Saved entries
PR #507, opened 2020-06-03
fix specialist field in CSV

gidsg:
https://trello.com/c/JDz7V5SO/1704-dos-opportunity-export-csv-missing-specialist-role
Previously this was looking for a field which was not returned by the API.

### DIFF
--- a/dmscripts/export_dos_opportunities.py
+++ b/dmscripts/export_dos_opportunities.py
@@ -42,7 +42,7 @@ def _build_row(brief, brief_responses):
         PUBLIC_BRIEF_URL.format(brief['id']),
         brief['frameworkSlug'],
         brief['lotSlug'],
-        brief.get('specialist', ""),
+        brief.get('specialistRole', ""),
         brief['organisation'],
         remove_username_from_email_address(brief['users'][0]['emailAddress']),
         brief['location'],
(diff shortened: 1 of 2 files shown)


dmscripts/export_dos_opportunities.py
```diff
@@ -42,7 +42,7 @@ def _build_row(brief, brief_responses):
         PUBLIC_BRIEF_URL.format(brief['id']),
         brief['frameworkSlug'],
         brief['lotSlug'],
-        brief.get('specialist', ""),
+        brief.get('specialistRole', ""),
```
lfdebrux, line 45: It might be worth updating the column heading above to also read "Specialist Role"

gidsg: @lfdebrux I don't mind doing this, but my thought was that if people have scripts which rely on the existing field names they would break if we rename an existing field.

lfdebrux: That's a good point. On the other hand their scripts can't have been doing much with a field that is always empty... Not sure. Up to you!

gidsg: I guess that scripts may allow for empty value though, whereas they might trip/break on a different field name, so my preference is to keep it as-is.

PR #510, opened 2020-07-07
Turn off Mailchimp user tracking

katstevens:
https://trello.com/c/Qk3SHoov/

We no longer need to track opens/clicks for individual users on the Mailchimp DOS Opportunities email campaigns (see ticket for details).

We will still be able to track anonymised clicks per campaign via analytics, using the `utm` suffix on the links.

### DIFF
--- a/dmscripts/send_dos_opportunities_email.py
+++ b/dmscripts/send_dos_opportunities_email.py
@@ -68,8 +68,8 @@ def get_campaign_data(lot_name, list_id, framework_name):
             "fb_comments": False
         },
         "tracking": {
-            "opens": True,
-            "html_clicks": True,
+            "opens": False,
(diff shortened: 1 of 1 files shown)


lfdebrux:
For future reference, could you post a link to the Mailchimp documentation where you found the meaning of thse settings? I'm struggling to find it with Google.

katstevens:
> For future reference, could you post a link to the Mailchimp documentation where you found the meaning of these settings? I'm struggling to find it with Google.

[Here's the Mailchimp API reference](https://mailchimp.com/developer/reference/campaigns/) - it's under `campaigns` then you have to expand the `tracking`. It's not obvious and you can't Ctrl+F it 😿

PR #512, opened 2020-07-07
Allow re-run of incomplete applications reminder via supplier ID list

katstevens:
https://trello.com/c/EnPFfpum

Part of the work to make our critical framework scripts more robust against Notify failures.

This script sends a reminder to suppliers with incomplete applications, 1 week before the deadline. It already logs the supplier ID if email sending fails. This PR adds functionality for a developer to re-run the script, passing a comma-separated list of supplier IDs to re-run against.

I've also refactored it a little:
- moved the initialisation of the `logger` and `DataAPIClient` instances to the top level script (to help this script be more consistent with our other scripts, and simplify the test setup). I tried moving the Notify client there as well but it was Unhappy. I may give this another go if people are keen but I was trying not to spend too much time on refactoring!
- moved the tests into a class, so we can use shared set up of mocks where possible
- made the main `notify_suppliers_with_incomplete_applications` function less complex by pulling out the code into a separate function

### DIFF
--- a/dmscripts/notify_suppliers_with_incomplete_applications.py
+++ b/dmscripts/notify_suppliers_with_incomplete_applications.py
@@ -47,6 +47,26 @@ def send_notification(mail_client, message, framework, email, supplier_id, dry_r
     return 0
 
 
+def build_message(sf, framework_slug, data_api_client):
+    message = ''
+    if not sf.get('applicationCompanyDetailsConfirmed', None):
+        message += MESSAGES['unconfirmed_company_details']
+    if not sf.get('declaration', {'status': None}).get('status', None) == 'complete':
+        message += MESSAGES['incomplete_declaration']
+
+    submitted_draft_services, unsubmitted_draft_services = 0, 0
+    for service in data_api_client.find_draft_services_iter(sf['supplierId'], framework=framework_slug):
+        if service.get('status') == 'not-submitted':
+            unsubmitted_draft_services += 1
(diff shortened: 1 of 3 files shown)


dmscripts/notify_suppliers_with_incomplete_applications.py
```diff
@@ -61,22 +74,14 @@ def notify_suppliers_with_incomplete_applications(framework_slug, stage, notify_
...
-        if not sf.get('applicationCompanyDetailsConfirmed', None):
-            message += MESSAGES['unconfirmed_company_details']
-        if not sf.get('declaration', {'status': None}).get('status', None) == 'complete':
-            message += MESSAGES['incomplete_declaration']
+        # Restrict suppliers to those specified in the argument, if given.
+        # While this is inefficient for a small number of supplier IDs, looking up
+        # each supplier individually for a large number of supplier IDs would be worse.
+        if supplier_ids:
+            if sf['supplierId'] not in supplier_ids:
+                continue
```
gidsg, line 82: could this be expressed using `filter` instead?

katstevens: Possibly? I doubt `filter` will gain us anything much performance-wise though. Also we'd have to do some fiddling to get it to work on this iterable, as the client method is doing some magic to paginate through our API's response (hence the `_iter` suffix).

### Instructions for the task:
Word for word, copy out the records.

### Answer below:
PR #507, opened 2020-06-03
fix specialist field in CSV

gidsg:
https://trello.com/c/JDz7V5SO/1704-dos-opportunity-export-csv-missing-specialist-role
Previously this was looking for a field which was not returned by the API.

### DIFF
--- a/dmscripts/export_dos_opportunities.py
+++ b/dmscripts/export_dos_opportunities.py
@@ -42,7 +42,7 @@ def _build_row(brief, brief_responses):
         PUBLIC_BRIEF_URL.format(brief['id']),
         brief['frameworkSlug'],
         brief['lotSlug'],
-        brief.get('specialist', ""),
+        brief.get('specialistRole', ""),
         brief['organisation'],
         remove_username_from_email_address(brief['users'][0]['emailAddress']),
         brief['location'],
(diff shortened: 1 of 2 files shown)


dmscripts/export_dos_opportunities.py
```diff
@@ -42,7 +42,7 @@ def _build_row(brief, brief_responses):
         PUBLIC_BRIEF_URL.format(brief['id']),
         brief['frameworkSlug'],
         brief['lotSlug'],
-        brief.get('specialist', ""),
+        brief.get('specialistRole', ""),
```
lfdebrux, line 45: It might be worth updating the column heading above to also read "Specialist Role"

gidsg: @lfdebrux I don't mind doing this, but my thought was that if people have scripts which rely on the existing field names they would break if we rename an existing field.

lfdebrux: That's a good point. On the other hand their scripts can't have been doing much with a field that is always empty... Not sure. Up to you!

gidsg: I guess that scripts may allow for empty value though, whereas they might trip/break on a different field name, so my preference is to keep it as-is.

PR #510, opened 2020-07-07
Turn off Mailchimp user tracking

katstevens:
https://trello.com/c/Qk3SHoov/

We no longer need to track opens/clicks for individual users on the Mailchimp DOS Opportunities email campaigns (see ticket for details).

We will still be able to track anonymised clicks per campaign via analytics, using the `utm` suffix on the links.

### DIFF
--- a/dmscripts/send_dos_opportunities_email.py
+++ b/dmscripts/send_dos_opportunities_email.py
@@ -68,8 +68,8 @@ def get_campaign_data(lot_name, list_id, framework_name):
             "fb_comments": False
         },
         "tracking": {
-            "opens": True,
-            "html_clicks": True,
+            "opens": False,
(diff shortened: 1 of 1 files shown)


lfdebrux:
For future reference, could you post a link to the Mailchimp documentation where you found the meaning of thse settings? I'm struggling to find it with Google.

katstevens:
> For future reference, could you post a link to the Mailchimp documentation where you found the meaning of these settings? I'm struggling to find it with Google.

[Here's the Mailchimp API reference](https://mailchimp.com/developer/reference/campaigns/) - it's under `campaigns` then you have to expand the `tracking`. It's not obvious and you can't Ctrl+F it 😿

PR #512, opened 2020-07-07
Allow re-run of incomplete applications reminder via supplier ID list

katstevens:
https://trello.com/c/EnPFfpum

Part of the work to make our critical framework scripts more robust against Notify failures.

This script sends a reminder to suppliers with incomplete applications, 1 week before the deadline. It already logs the supplier ID if email sending fails. This PR adds functionality for a developer to re-run the script, passing a comma-separated list of supplier IDs to re-run against.

I've also refactored it a little:
- moved the initialisation of the `logger` and `DataAPIClient` instances to the top level script (to help this script be more consistent with our other scripts, and simplify the test setup). I tried moving the Notify client there as well but it was Unhappy. I may give this another go if people are keen but I was trying not to spend too much time on refactoring!
- moved the tests into a class, so we can use shared set up of mocks where possible
- made the main `notify_suppliers_with_incomplete_applications` function less complex by pulling out the code into a separate function

### DIFF
--- a/dmscripts/notify_suppliers_with_incomplete_applications.py
+++ b/dmscripts/notify_suppliers_with_incomplete_applications.py
@@ -47,6 +47,26 @@ def send_notification(mail_client, message, framework, email, supplier_id, dry_r
     return 0
 
 
+def build_message(sf, framework_slug, data_api_client):
+    message = ''
+    if not sf.get('applicationCompanyDetailsConfirmed', None):
+        message += MESSAGES['unconfirmed_company_details']
+    if not sf.get('declaration', {'status': None}).get('status', None) == 'complete':
+        message += MESSAGES['incomplete_declaration']
+
+    submitted_draft_services, unsubmitted_draft_services = 0, 0
+    for service in data_api_client.find_draft_services_iter(sf['supplierId'], framework=framework_slug):
+        if service.get('status') == 'not-submitted':
+            unsubmitted_draft_services += 1
(diff shortened: 1 of 3 files shown)


dmscripts/notify_suppliers_with_incomplete_applications.py
```diff
@@ -61,22 +74,14 @@ def notify_suppliers_with_incomplete_applications(framework_slug, stage, notify_
...
-        if not sf.get('applicationCompanyDetailsConfirmed', None):
-            message += MESSAGES['unconfirmed_company_details']
-        if not sf.get('declaration', {'status': None}).get('status', None) == 'complete':
-            message += MESSAGES['incomplete_declaration']
+        # Restrict suppliers to those specified in the argument, if given.
+        # While this is inefficient for a small number of supplier IDs, looking up
+        # each supplier individually for a large number of supplier IDs would be worse.
+        if supplier_ids:
+            if sf['supplierId'] not in supplier_ids:
+                continue
```
gidsg, line 82: could this be expressed using `filter` instead?

katstevens: Possibly? I doubt `filter` will gain us anything much performance-wise though. Also we'd have to do some fiddling to get it to work on this iterable, as the client method is doing some magic to paginate through our API's response (hence the `_iter` suffix).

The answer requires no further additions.